Statues symbolizing the mourning parents of dead soldiers sit on each side of the stairs at the rear of the monument, while the top of the pylons features allegorical representations of Peace, Truth, Knowledge, Justice, Faith, Charity, Hope, and Honour — values to which Allward hoped humankind would aspire.
Allward spent the first two years of the project travelling throughout Britain and Europe searching for a stone that possessed a colour, texture, and luminosity suitable for the north of France. After the Vimy site was cleared, a team of carvers worked to create the monumental statues, using half-size plaster models created by Allward in his London studio.
Engraved on the lower walls of the Vimy Memorial are the names of 11,285 Canadian soldiers killed in France during the First World War whose final resting place is unknown. Allward designed the lettering and chose to list the names alphabetically from left to right across the memorial's lower walls — an homage to those who had paid the ultimate price in service to Canada.
The grand unveiling ceremony of the Vimy Memorial was held on July 26, 1936, officiated by King Edward VIII in the presence of President Albert Lebrun of France. An estimated 100,000 spectators, including more than 6,000 Canadian veterans and their families, attended the commemoration. In his address to the large crowd, the king declared: "This glorious monument ... is the inspired expression in stone chiseled by a skilful Canadian hand of Canada's salute to her fallen sons."

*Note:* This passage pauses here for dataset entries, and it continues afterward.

PR #3994, opened 2026-07-20
CP-14604: reject WalletConnect signing requests from accounts not granted to the session

bogdandobritoiu:
## Description

**Ticket: [CP-14604](https://ava-labs.atlassian.net/browse/CP-14604)**

Restores WalletConnect request-time session-account authorization that was lost in the vm-module migration (CP-8450 left a TODO, CP-8365/CP-8916 removed the legacy `isAddressApproved` check). Since then, a connected dApp could request signing with **any** account in the active wallet, including accounts the user never granted to that dApp's session.

This is the follow-up Bogdan split out of CP-14468. PR #3906 closed the cross-wallet case (different wallet, same index) with the `account.walletId !== walletId` guard. Two accounts in the *same* wallet share a `walletId`, so that guard waves them through, and this PR closes that remaining hole.

Worth flagging for reviewers: CP-14604's ticket description is Eunji's jup.ag regression checklist copied from CP-14468. Steps 1 to 5 are a non-regression check, not a reproduction of the bug. The happy path was never broken on main.

**Changes:**

- `isAccountApproved.ts`: adds `isAddressApproved(address, caip2ChainId, namespaces)`, an address-based sibling of the existing (previously unused) helper. Checks the address against the session's granted accounts for the request's CAIP-2 namespace, any chain within the namespace. Case-insensitive for EVM, exact match for non-EVM addresses, since Solana base58 and Avalanche bech32 are case-sensitive. `isAccountApproved` now delegates to it.
- `ApprovalController.requestApproval`: when `signingData` carries an `account` (the module-resolved signer, covering EVM tx, all EVM message signing, all 3 Solana methods, both Bitcoin methods) and the request is not in-app, the WC session for the request's topic is looked up and the request is rejected with `providerErrors.unauthorized('Requested address is not authorized')`, the same error as pre-migration, before the approval screen opens.
- `isAvalancheSignMessageAuthorized.ts` plus a call site in `handleRequestViaVMModule`: `avalanche_signMessage` is the one signing method whose signer is chosen by a dApp-supplied account *index* rather than an address, so its `signingData` carries `accountIndex` and never reaches the check above. This resolves the signer the same way the approval screen does and checks it against the session grant at dispatch time.
- `ApprovalController.onApprove`: re-checks `avalanche_signMessage` at approval time, because that method picks its signer from live state and could otherwise be outrun by a programmatic account switch between dispatch and approval.
- `ApprovalScreen/utils.ts` and `ApprovalScreen.tsx`: new `getDisplayAccountAddress()`. The `avalanche_signMessage` approval sheet previously showed no account at all, only Network and the message, because the avalanche module emits only `network` where the SVM module emits an `addressItem`. On a ticket whose entire subject is "the signed address must match the displayed address", the user could not actually perform that check. This falls back to the account the screen already resolved via `getAccountSelector`, so the address shown is the same object handed to `onApprove` and displayed equals signer by construction rather than by two sources agreeing. Scoped to `avalanche_signMessage` so `solana_signMessage` does not gain a duplicate row.

**Design notes:**

- Enforced at the ApprovalController (a single chokepoint on the exact address that will sign) instead of `validateRequest`, which avoids per-method param parsing that could drift from the VM modules.
- The `!isInAppRequest(request)` guard is load-bearing. `WalletConnectService.getSession` throws while the WC client is initializing, so in-app Send/Swap during app startup must not touch it. In-app and injected-browser requests ride `CORE_MOBILE_TOPIC` (a per-launch uuid, not spoofable by a dApp) and keep their own account gating.
- Fails closed. A request with no live session (deleted or expired mid-flight, or WC uninitialized) has no grants to check against, so it is rejected. Its response is undeliverable anyway.
- `AVALANCHE_SEND/SIGN_TRANSACTION` are still not checked, and that is deliberate rather than an oversight: their `signingData` carries no `account` and they sign with the server-injected active account (`getContext` in `handleRequestViaVMModule`), which is the account the user can see.
- Legit flows cannot be falsely rejected. The SVM module schemas require the signer account in request params and never fall back to the active account, and dApps only ever learn granted accounts (`accountsChanged` grants before it announces).

**Correction to an earlier version of this description:** it claimed the `avax` namespace is only granted to Core-domain dApps. That is not true. A test dApp self-identifying as `https://jup.ag` was offered and granted the `avax` namespace with both P-Chain and X-Chain, reproduced twice during dev testing. `isCoreDomain()` trusts a dApp-supplied metadata string. That makes the `avalanche_signMessage` half of this PR load-bearing rather than defense in depth.

**Dependencies:** rebased onto main. The branch had been sitting on stale `@avalabs/*-module` 3.9.0 pins while main moved to 4.0.1 in #4014, and 4.0.1's avalanche module requires the `getAuthHeaders` wiring main added in #4012. No conflicts, and no changes to `package.json` or `yarn.lock` from this branch.

## Screenshots/Videos

Android, Pixel 8 Pro, internal build, on the merged 4.0.1 tree. Setup in every shot: one wallet with 7 accounts, a WalletConnect session granting **only Account 1**, and Core's active account left on **Account 2**.

The authorization change itself has deliberately nothing to show, because rejected requests never open a sheet. A recording of those paths is a still portfolio, so the evidence for them is the dApp-side error codes and timings in the Testing section. The one visible change is the display fix:

<table>
<tr>
<td width="50%"><b>Before</b><br>Network and message only. No account shown, so the user cannot check the signed address against the displayed one.</td>
<td width="50%"><b>After</b><br><code>Account: P-avax1jsp…f2mrt</code>, matching the granted <code>P-avax1jsphj9g0unpdjs354gxsdmkylducq36v3f2mrt</code>, while Core sat on Account 2.</td>
</tr>
<tr>
<td>01-BEFORE-avalanche_signMessage-no-account-row</td>
<td>02-AFTER-avalanche_signMessage-shows-account-P-avax1jsp</td>
</tr>
</table>

Same request (`avalanche_signMessage`, `accountIndex: 0`) on the same tree, before and after the fix.

<details>
<summary><b>Supporting captures</b> (7): display-fix regression, approval paths, the control, a reject path, and case R</summary>

<br>

**Display-fix regression: `solana_signMessage` still shows exactly one Account row**, so the change did not add a duplicate.

03-solana_signMessage-still-single-account-row

**Case A. `solana_signMessage` from granted Account 1.** Sheet shows `8rxgp3YA…M14U`. The returned signature verifies against Account 1 and fails against Account 2.

04-caseA-solana_signMessage-shows-granted-account-1

**Case D. `solana_signTransaction`, real Jupiter swap, granted Account 1.** `From 8rxgp3YA…M14U`. The "may fail" warning is expected: Account 1 holds almost no SOL, so Blockaid's simulation errors.

05-caseD-solana_signTransaction-jupiter-from-account-1

**Case I, the control. `accountIndex: 1` where Account 2 *is* granted.** Correctly reaches the approval screen rather than being gated. Rejecting in the UI returned `4001`, not `4100`, which shows the gate did not short-circuit it.

06-caseI-control-index1-granted-reaches-approval

**Case B. What a reject actually looks like.** The screen immediately after a rejected request: portfolio sitting still, no sheet ever opened. Pair with the dApp-side `4100` at 929ms.

07-caseB-reject-no-sheet-portfolio-unchanged

**Case R, the strongest regression check.** In-app Send with `From A8PsKy2J…ZTYT`, which is Account 2, an account the live WC session does **not** grant. Correctly not gated, then broadcast and finalized on mainnet as `gbvYRX6N…Tuz9TU`.

08-caseR-inapp-send-FROM-non-granted-account-2

**The session grant used throughout:** 1 of 7 accounts, Account 1 only.

09-wc-session-granting-only-account-1

</details>

iOS not covered in this round.

## Testing

Bitrise: iOS 9439, Android 9440.

Unit: 200 tests across 9 suites (`ApprovalController` and its validators, `quickSwapsBypass`, `isAccountApproved`, `isAvalancheSignMessageAuthorized`, `ApprovalScreen/utils`). Full `tsc -p .` clean.

Verified on device (Android, Pixel 8 Pro, internal build) against a real WalletConnect v2 dApp harness that lets the requesting account be chosen per request. Setup throughout: mainnet, one wallet with 7 accounts, a WC session granting **only Account 1**, and Core's active account left on **Account 2**, which is exactly this ticket's scope.

| # | Scenario | Expected | Result |
|---|---|---|---|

After 14 years abroad, Allward returned to Canada, satisfied that he had created a memorial that was "worthy of the men who gave their lives." However, he soon discovered that during his time in Europe, interest in public sculpture had diminished significantly and that sculptors were mostly producing smaller works for exhibition and beginning to explore different modes of aesthetic and personal expression, rejecting the patriotic tendencies of Allward's work.
Despite his enormous success, Allward was largely ignored in the years after his death in 1955. As contemporary tastes in sculpture changed, the artists of his generation were dismissed for being too reliant on European art in their style and too nationalistic in their subject matter. But Allward had already had a profound impact on other sculptors in Canada. His high aesthetic and technical standards, and the positive reception of his work, significantly raised the profile of sculpture throughout the country, greatly benefiting many Canadian artists — including Hahn, Loring, Wyn Wood, and other founding members of the Sculptors' Society of Canada, a group that greatly expanded the language of sculpture in this country, taking it in new directions. Still, the Vimy Memorial was widely respected, and no one could have foreseen that the artist who had brought it to life would be almost completely forgotten for the next several decades.
Things changed in 2001, when Allward appeared as a fictional character in Jane Urquhart's celebrated novel The Stone Carvers. In a 2001 CBC interview Urquhart said: "One of the reasons I was so interested in [Allward] was ... partly because of his fabulous work of art that's in France, but also because he seemed to kind of disappear after the memorial was completed."
Today, Allward is recognized as a sculptor with an extraordinary career in which he mastered classical and modernist styles, and the Vimy Memorial was his crowning achievement ― an unforgettable tribute to Canada's fallen soldiers that today is internationally celebrated not only as a symbol of peace but as a genre-defining work of art whose monumentality and ambition has never been equalled.